──────── Given data ────────
PR #1229, opened 2026-09-17
Pad LightningRouter setup tab highlights

jperla:
## Summary
- Add 16px horizontal padding and reduce external spacing between agent tabs.
- Keep a balanced two-column tab layout on narrow phones.
- Cover all four tabs in light/dark mode at six mobile and desktop widths.

## Verification
- New regression failed on the original CSS (0px padding), then passed after the fix.
- Visual review of desktop and mobile screenshots passed.
- Full local suites and CI are running; deployment will preserve the live Lexe backend and wallet settings.

No payment, invoice, key, or provider logic changes.


jperla:
Validation complete: the new regression failed against the original 0px horizontal padding, then passed after the fix. All 77 browser tests passed, including both themes at six viewport widths. Root lint, type checks, and the full test suite passed (11,076 tests). The working tree is clean.

PR #1230, opened 2026-09-17
Document confidential-only API origins and explicit privacy setting

jperla:
Documents the new confidential-only origins, required provider.min_privacy=confidential setting, supported routes, fail-closed behavior, and hardware-attestation verification caveat. Companion enclave PR: https://github.com/Lore-Hex/quill-cloud-proxy/pull/347. HOLD publication until all four names pass live certificate, attestation and inference-policy checks. Validation: ruff, mypy, 11076 full-suite tests passed; two new documentation tests passed separately.


jperla:
Hold publication: implementation merged as quill-cloud-proxy a2e9659 and CI is green; regional rollout 35172730577 is running. New-name certificate bootstrap is currently blocked: Cloud DNS TXT changes from the GCP enclave workload return 403 Forbidden (quill-workload service account). Ordinary TLS and API health work. DNS membership requires all four actual confidential-SNI certificates plus live attestation/policy, so new A records remain absent. Do not merge these docs until that blocker is resolved and all four hostnames pass the live contract; no workload IAM privileges were added.

jperla:
Additional blocker detail: the signed-in owner can read the zone policy, but the automated security reviewer rejected the proposed conditional DNS role grant. No IAM mutation occurred (etag and bindings verified unchanged). Explicit owner approval is required before any grant attempt. Do not bypass this through another identity or workflow. Existing API health and the new binary Host-policy attestation probe passed; actual confidential-SNI TLS remains unavailable.

PR #1232, opened 2026-09-17
Fix Lexe invoice timestamp boundary validation

jperla:
## Cause
A real unpaid invoice was signed one second before Lexe persisted its payment record. The adapter treated those independent timestamps as identical and quarantined the invoice, leaving the health endpoint degraded and repeating payment-review alerts. Lexe assigns created_at on first persist after signing.

## Fix
Validate timestamp freshness and ordering instead of equality. Preserve signature, wallet, amount, hash, expiry, and settlement-proof checks. Include only allowlisted failure codes in reconciler logs. Existing quarantined rows recover through the normal idempotent worker, not manual balance edits.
────────
Exercise objective
Only lines with the word "after" are wanted, so copy each one from the records.

Problem solution
- New regression failed on the original CSS (0px padding), then passed after the fix.
Validation complete: the new regression failed against the original 0px horizontal padding, then passed after the fix. All 77 browser tests passed, including both themes at six viewport widths. Root lint, type checks, and the full test suite passed (11,076 tests). The working tree is clean.
A real unpaid invoice was signed one second before Lexe persisted its payment record. The adapter treated those independent timestamps as identical and quarantined the invoice, leaving the health endpoint degraded and repeating payment-review alerts. Lexe assigns created_at on first persist after signing.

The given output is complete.